Answer 2 · 2022-10-19T09:01:12.000Z

The issue title might be a bit misleading. Under "material identifier" I understand an ID that identifies some sort of IRL material (sample, chemical) that ideally is assigned a PID and by that persistent and unique.
I'd argue that we cannot / would not want to enforce unique names for individual file names, such as measurement data files or derived data files (outputs of scripts). These files are uniquely identified by path+file name (absolute path). Together with the git url, commit hash, etc. these would also lead to a kind of PID.
Same is already true for the isa*.xlsx files.

Answer 3 · 2022-10-19T09:02:41.000Z

Users must write relative paths.

I don't see that as a disadvantage, but rather making things very clear and traceable.

Answer 4 · 2022-10-19T09:17:48.000Z

The issue title might be a bit misleading. Under "material identifier" I understand an ID that identifies some sort of IRL material (sample, chemical) that ideally is assigned a PID and by that persistent and unique.

True, data nodes in the isa schema are existing on the same level as material nodes, but are not material themselves, updated the title.

I don't see that as a disadvantage, but rather making things very clear and traceable.
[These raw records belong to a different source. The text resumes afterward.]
PR #421, opened 2022-07-01
Form controls - Bring back `group` variant for `Toggle`

didoo:
### :pushpin: Summary

After the initial implementation, we decided to remove the group variant for the Toggle component from the code implementation as well as the documentation.

Now, looking at the use cases described in the Figma file for this component, we have found that actually is used in the form of a “single item group” to emulate a label and a control with a secondary label.

[See Slack thread here for details](https://hashicorp.slack.com/archives/C025N5V4PFZ/p1656583124340899).

### :hammer_and_wrench: Detailed description

In this PR I have:
- added back the `Toggle::Group` component
- added back the “Component API” and "Showcase" documentation for `Toggle::Group`
- added back the integration tests for `Toggle::Group`
- fixed a CSS declaration to include more use cases (Legend + Helper + Control, so Legend and Control are just siblings, not directly one after the other)

Preview: https://hds-components-git-form-controls-toggle-group-hashicorp.vercel.app/components/form/toggle

***

### 👀 How to review

👉 Review commit-by-commit or by files changed

Reviewer's checklist:

- [ ] +1 Percy if applicable

:speech_balloon: Please consider using [conventional comments](https://conventionalcomments.org/) when reviewing this PR.

PR #425, opened 2022-07-04
Add `isRequired` and `isOptional` to form fields

alex-ju:
### :pushpin: Summary

Add `isRequired` and `isOptional` to form fields.

Following the recommendations, we add these options to the label/legend element and then we expose them via field/fieldset to form components.

This will allow components to be called as follows:

```hbs
<Hds::Form::TextInput::Field @isRequired={{true}} as |F|>
  <F.Label>This is the label text</F.Label>
</Hds::Form::TextInput::Field>
```

An alternative would be to preserve `isRequired` only at the label/legend level, removing the need for most of the code in this PR, but surfacing this argument at the field level brings it in-line with the `isInvalid` argument, so I guess it makes sense to have them aligned.
```hbs
<Hds::Form::TextInput::Field as |F|>
  <F.Label @isRequired={{true}}>This is the label text</F.Label>
</Hds::Form::TextInput::Field>
```

**Note**
I omitted the toggle component as I've not seen a reference in design and don't think it makes sense for the component to have it, but open to discussions. Similarly for checkbox/radio as a standalone field.

### :link: External links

From an academic standpoint I agree, but from a user perspective this is extremely cumbersome, as you cannot do this with the current toolchain and IMO cannot expect people to reliably write relative paths (which is then a tooling issue and not directly related to the specs though). Nevertheless, if it is preferred to use relative paths, this should be reflected in the specs for Data nodes.
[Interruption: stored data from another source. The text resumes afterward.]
PR #426, opened 2022-07-06
Badge component - Add font weight declaration

didoo:
### :pushpin: Summary

Following this comment by @heatherlarsen https://github.com/hashicorp/design-system/pull/425#discussion_r914230335 I've realized we never explicitly set the `font-weight` property for the text in the `Badge` component. This has two problems: 1) it inherits from the container, as Heather noticed, and 2) it was using the wrong weight, it should be "medium".

In this PR I have:
- added font-weight “medium” to the text in the `Badge` component

***

### 👀 How to review

Reviewer's checklist:

- [ ] +1 Percy if applicable

### DIFF
--- a/.changeset/mean-weeks-guess.md
+++ b/.changeset/mean-weeks-guess.md
@@ -1,0 +1,5 @@
+---
+"@hashicorp/design-system-components": patch
+---
+
+Updated font-weight to "medium" for "Badge" and "BadgeCount" components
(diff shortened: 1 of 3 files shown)


alex-ju (approved):
Makes sense! I'm not sure about the value of [redefining this property for the required badge](https://github.com/hashicorp/design-system/pull/425/files#diff-579dd1c81d1e3941513eba1ef2417d870f32bbc99683c737d8e48e9240c21414R9) in this case.

didoo:
> Makes sense! I'm not sure about the value of [redefining this property for the required badge](https://github.com/hashicorp/design-system/pull/425/files#diff-579dd1c81d1e3941513eba1ef2417d870f32bbc99683c737d8e48e9240c21414R9) in this case.

Yes, we shouldn't in that case.

heatherlarsen (changes requested):
This change also needs to be made for `BadgeCount`

heatherlarsen (approved):
lgtm! thanks @didoo 🙂

PR #427, opened 2022-07-06
Updates to showcase section for accessibility

didoo:
### :pushpin: Summary

In a follow-up meeting with @MelSumner re. this discussion https://github.com/hashicorp/design-system/pull/385#discussion_r902610004 we agreed that a good reasonable pragmatic compromise 🙂 would be the following:
- clearly indicate under every "showcase" that the examples under that section are not to be used as a reference from the accessibility, because they're meant to be visual-only examples
-  add a `aria-hidden="true"` so @MelSumner doesn't get impacted when testing the page for accessibility issues
- to avoid making these changes to for every page, introduce a "section" dummy component that can be used for all the showcase sections, to centralize these choices in a single place (in case we need to change/update things in the future)

In this PR I have:
- added a `DummySection::Accessibility` component, containing the banner message about the “showcase” section potentially not being accessible/conformant
- updated CSS to hide from Percy the newly added “banner” to the “showcase” section, so all the existing tests remain intact
- replaced standard showcase `<sections>` with new `<DummySection::Showcase>` component

***

### 👀 How to review

### DIFF
--- a/packages/components/tests/dummy/app/components/dummy-section/showcase.hbs
+++ b/packages/components/tests/dummy/app/components/dummy-section/showcase.hbs
@@ -1,0 +1,11 @@
+<section data-test-percy aria-hidden="true">
+  <h3 class="dummy-h3" id={{or @id "showcase"}}><a href="#{{or @id 'showcase'}}" class="dummy-link-section">§</a>
+    {{or @title "Showcase"}}</h3>
+  <div class="dummy-banner dummy-banner--info" data-test-section-showcase-not-accessible>
+    <p class="dummy-paragraph"><strong>Notice</strong>: if you inspect the source code for this section, you may see
+      that some of the following examples are not necesssarily full compliant from an accessibility perspective. That's
+      because they're meant to be visual-only examples. If you have any doubt or question about it, please contact the
+      HDS team.</p>
+  </div>
+  {{yield}}
+</section>
--- a/packages/components/tests/dummy/app/components/dummy-section/showcase.hbs
+++ b/packages/components/tests/dummy/app/components/dummy-section/showcase.hbs
@@ -3,7 +3,7 @@
     {{or @title "Showcase"}}</h3>
   <div class="dummy-banner dummy-banner--info" data-test-section-showcase-not-accessible>
     <p class="dummy-paragraph"><strong>Notice</strong>: if you inspect the source code for this section, you may see
-      that some of the following examples are not necesssarily full compliant from an accessibility perspective. That's
+      that some of the following examples are not necessarily fully compliant from an accessibility perspective. That's
       because they're meant to be visual-only examples. If you have any doubt or question about it, please contact the
       HDS team.</p>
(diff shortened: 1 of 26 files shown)


packages/components/tests/dummy/app/components/dummy-section/showcase.hbs
```diff
@@ -0,0 +1,11 @@
+<section data-test-percy aria-hidden="true">
+  <h3 class="dummy-h3" id={{or @id "showcase"}}><a href="#{{or @id 'showcase'}}" class="dummy-link-section">§</a>
+    {{or @title "Showcase"}}</h3>
+  <div class="dummy-banner dummy-banner--info" data-test-section-showcase-not-accessible>
+    <p class="dummy-paragraph"><strong>Notice</strong>: if you inspect the source code for this section, you may see
+      that some of the following examples are not necesssarily full compliant from an accessibility perspective. That's
```
Dhaulagiri, line 6:
```suggestion
      that some of the following examples are not necessarily fully compliant from an accessibility perspective. That's
```

packages/components/tests/dummy/app/components/dummy-section/showcase.hbs
```diff
@@ -0,0 +1,11 @@
+<section data-test-percy aria-hidden="true">
+  <h3 class="dummy-h3" id={{or @id "showcase"}}><a href="#{{or @id 'showcase'}}" class="dummy-link-section">§</a>
```
MelSumner, line 2: [issue] I think we should only hide the content for this section, because it's a [failure to hide an interactive element](https://accessibilityinsights.io/info-examples/web/aria-hidden-focus/).

packages/components/tests/dummy/app/components/dummy-section/showcase.hbs
```diff
@@ -0,0 +1,11 @@
...
+    {{or @title "Showcase"}}</h3>
+  <div class="dummy-banner dummy-banner--info" data-test-section-showcase-not-accessible>
+    <p class="dummy-paragraph"><strong>Notice</strong>: if you inspect the source code for this section, you may see
+      that some of the following examples are not necesssarily full compliant from an accessibility perspective. That's
+      because they're meant to be visual-only examples. If you have any doubt or question about it, please contact the
+      HDS team.</p>
```
MelSumner, line 8:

I'd argue that we cannot / would not want to enforce unique names for individual file names, such as measurement data files or derived data files (outputs of scripts).

Yeah this might be the kicker here. If a tool produces some files such as checkpoints etc., which are named the same for multiple assays enforcing a rename is not what you want.
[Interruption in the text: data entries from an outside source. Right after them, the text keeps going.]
PR #431, opened 2022-07-06
Updated a11y docs for forms/base-elements

MelSumner:
### :pushpin: Summary

If merged, this PR updates the accessibility documentation for the forms/base-elements page.

### 👀 How to review

👉 Review by files changed

Reviewer's checklist:

- [ ] +1 Percy if applicable

### DIFF
--- a/packages/components/tests/dummy/app/templates/components/form/base-elements.hbs
+++ b/packages/components/tests/dummy/app/templates/components/form/base-elements.hbs
@@ -735,7 +735,11 @@
 <section>
   <h3 class="dummy-h3" id="accessibility"><a href="#accessibility" class="dummy-link-section">§</a> Accessibility</h3>
   <p class="dummy-paragraph">Since these are the base elements, they are conditionally conformant; that is, they are not
-    conformant until used with the elements that will make them conformant.</p>
+    conformant until used in conjunction with the other components/elements that will make them conformant.</p>
+  <h4 class="dummy-h4">Known Issues</h4>
+  <p class="dummy-paragraph">If a link is used within a label, helper text, or error text, it will not be presented as a
+    link to the user with a screen reader; only the text content is read out. As such, care should be used when
+    considering this feature.</p>
   <h4 class="dummy-h4">
     Applicable WCAG Success Criteria (Reference)
   </h4>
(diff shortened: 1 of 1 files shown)


packages/components/tests/dummy/app/templates/components/form/base-elements.hbs
```diff
@@ -735,7 +735,11 @@
 <section>
   <h3 class="dummy-h3" id="accessibility"><a href="#accessibility" class="dummy-link-section">§</a> Accessibility</h3>
   <p class="dummy-paragraph">Since these are the base elements, they are conditionally conformant; that is, they are not
-    conformant until used with the elements that will make them conformant.</p>
+    conformant until used in conjunction with the other components/elements that will make them conformant.</p>
+  <h4 class="dummy-h4">Known Issues</h4>
+  <p class="dummy-paragraph">If a link is used within a label, helper text, or error text, it will not be presented as a
+    link to the user with a screen reader; only the text content is read out. As such, care should be used when
+    considering this feature.</p>
```
didoo, line 742: When we spoke about this, you told us the problem was with the `<label>`, not the other elements (`helper text` and `error`). Why in this case a link would not be read out to the user, if it's inside a `<p>` or `<div>` element?

(also, if all of them have the same issue, at this point we should remove the paragraph in "how to use" about not adding links to the `<label>` and let the consumers decide where to put the link, since there's no difference in the outcome).

MelSumner: Links in the help text and the error text are also not identified as links (just the text is read) because it's associated to the input via `aria-describedby`.  

For labels, I still recommend the approach that was explored in https://codepen.io/melsumner/pen/NWyLMOQ. 

For help text and error text, the link _can_ be found through other navigation methods, but it won't be immediately or easily obvious that there's a link in the help and error text, so authors _should_ be aware of this.

didoo: Discussed, ok as it is. If we will have a more general `Form` documentation page, we will try to move the common parts, this included, in that page.

@MelSumner please copy&paste :) the same "known issues" in the other form controls pages, so it's documented in all of them

PR #432, opened 2022-07-07
Set default number of rows on textarea component

alex-ju:
### :pushpin: Summary

Set default number of rows on textarea component

As requested by design, the default value for `rows` on textarea would be 4 – have updated `Form::Textarea::Base` and `Form::Textarea::Field`.

### :link: External links

[Jira issue](https://hashicorp.atlassian.net/browse/HDS-246?focusedCommentId=83720)

***

### DIFF
--- a/packages/components/addon/components/hds/form/textarea/base.hbs
+++ b/packages/components/addon/components/hds/form/textarea/base.hbs
@@ -1,2 +1,2 @@
 {{! Notice: this is not the native HTML <textarea> but the Ember component <Textarea> }}
-<Textarea class={{this.classNames}} {{style width=@width}} ...attributes @value={{@value}} />
+<Textarea class={{this.classNames}} {{style width=@width}} rows="4" ...attributes @value={{@value}} />
--- a/packages/components/tests/integration/components/hds/form/textarea/base-test.js
+++ b/packages/components/tests/integration/components/hds/form/textarea/base-test.js
@@ -24,6 +24,17 @@ module('Integration | Component | hds/form/textarea/base', function (hooks) {
     assert.dom('#test-form-textarea').hasValue('abc123');
   });
 
+  // ROWS
+
+  test('it should render the textarea with the default number of rows', async function (assert) {
+    await render(hbs`<Hds::Form::Textarea::Base />`);
+    assert.dom('textarea').hasAttribute('rows', '4');
+  });
+  test('it should render the textarea with a custom number of rows', async function (assert) {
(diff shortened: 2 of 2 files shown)


packages/components/addon/components/hds/form/textarea/base.hbs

Answer 5 · 2023-04-13T08:23:48.000Z

We've (@kMutagene, @Freymaurer, @omaus) had some discussion about this topic. Besides our resulting image about the specification itself, I'll also paste our thoughts about how to enforce it.

How do data paths look like?

Paths relative to the ARC root path would be the most generally applicable solution.

This would allow for annotating files that are not stored in the dedicated arc folders and also cross container (assays referencing files in studies and such).
At first glance (see example below), this might seem a little bloated. But the big advantage to this approach would be, that no exception to the rule would be needed. This is an especially important property for getting the ARC ready for automatic computations.

Example

Following the example given by @kMutagene:

Use relative paths from the arc root folder folders:

assay1:

Source Name	Parameter[script file]	Data File Name
input	assays/assay1/dataset/script.sh	assays/assay1/dataset/output.txt

assay2:

Source Name	Parameter[script file]	Data File Name
assays/assay1/dataset/output.txt	assays/assay2/dataset/script.sh	assays/assay2/dataset/output.txt

Where does data path information come from?

Excel

Theoretically possible to receive absolute paths

Swate Electron / Swate in Arcitect

Receive absolute path using electron logic
Infer relative path from this information

Swate Browser

No way to automate, but
user can be supported via input mask
- Extend file picker with path prefix
- More complicated: split into two with "Container name" (assay/study) name and "subprefix"

Swate Excel

s. Excel or Swate Browser

How to fix paths annotations after the fact?

Implement logic in arcIO.NET. This would allow usage in different end-point applications like ArcCommander, Arcitect, and programmatic access.

Split logic in two parts:
- Create list of possible file path annotation fixes
- Implement these fixes
This way each application could implement their own user consent mechanisms.